*Problem description:*
For this exercise, write out exactly the lines from the line containing "- keep the current" through the last line of the records, and no other lines.

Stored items
************

PR #268, opened 2026-07-16
feat(plugins): add automatic Codex plan review

### LINKED ISSUE #267: Add opt-in automatic Codex plan review via Stop hook
## Problem

`revdiff-planning` automatically reviews Claude Code plans through `PreToolUse/ExitPlanMode`, but Codex users only have the manual `revdiff-plan` skill. The Codex README still says Codex lacks hook support, and the manual skill uses best-effort rollout discovery that is ambiguous when several Codex sessions run concurrently.

Codex CLI now supports lifecycle hooks bundled in plugins. Live testing on Codex CLI 0.144.4 confirms that a root `Stop` hook can return `{"decision":"block","reason":"..."}` to continue the turn with feedback. Two details differ from the initial design assumptions:

- `permission_mode` is the approval policy (`bypassPermissions` in the tested Plan-mode session), not the collaboration mode, so it cannot gate Plan mode;
- `last_assistant_message` is present but `null` in the tested `Stop` payload. The same payload provides `transcript_path`, `session_id`, and `turn_id`.

## Proposed solution

Extend the existing opt-in `plugins/revdiff-planning` package without changing the revdiff binary or replacing the manual fallback:

- keep the current Claude `PreToolUse/ExitPlanMode` hook unchanged;
- add a Codex plugin manifest and Codex-specific hook config using `Stop`;
- review only complete `<proposed_plan>` blocks from root `Stop` events; clarification and normal Build-mode responses have no block and are ignored;
- prefer a string `last_assistant_message`; when Codex sends it as `null`, read only the exact `transcript_path` whose filename contains the event `session_id`, then select the final assistant message matching the event `turn_id`;
- do not skip `stop_hook_active == true`, because that is the revised-plan pass after annotation feedback;
- open the whole plan in revdiff through the existing trusted launcher chain;
- on a clean review, return `{}` and let the turn end;
- on annotations, return `decision: "block"` with the annotations as the reason so Codex revises the plan and the next `Stop` reviews the new revision;
- fail open with a visible warning for malformed or mismatched input, missing revdiff, missing launcher, or overlay failure, so the session cannot be wedged;
- document Codex marketplace install plus hook trust through `/hooks`, while keeping `/revdiff-plan` as the manual fallback and correcting the obsolete no-hook statement.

************

*Answer for this exercise:*
- keep the current Claude `PreToolUse/ExitPlanMode` hook unchanged;
- add a Codex plugin manifest and Codex-specific hook config using `Stop`;
- review only complete `<proposed_plan>` blocks from root `Stop` events; clarification and normal Build-mode responses have no block and are ignored;
- prefer a string `last_assistant_message`; when Codex sends it as `null`, read only the exact `transcript_path` whose filename contains the event `session_id`, then select the final assistant message matching the event `turn_id`;
- do not skip `stop_hook_active == true`, because that is the revised-plan pass after annotation feedback;
- open the whole plan in revdiff through the existing trusted launcher chain;
- on a clean review, return `{}` and let the turn end;
- on annotations, return `decision: "block"` with the annotations as the reason so Codex revises the plan and the next `Stop` reviews the new revision;
- fail open with a visible warning for malformed or mismatched input, missing revdiff, missing launcher, or overlay failure, so the session cannot be wedged;
- document Codex marketplace install plus hook trust through `/hooks`, while keeping `/revdiff-plan` as the manual fallback and correcting the obsolete no-hook statement.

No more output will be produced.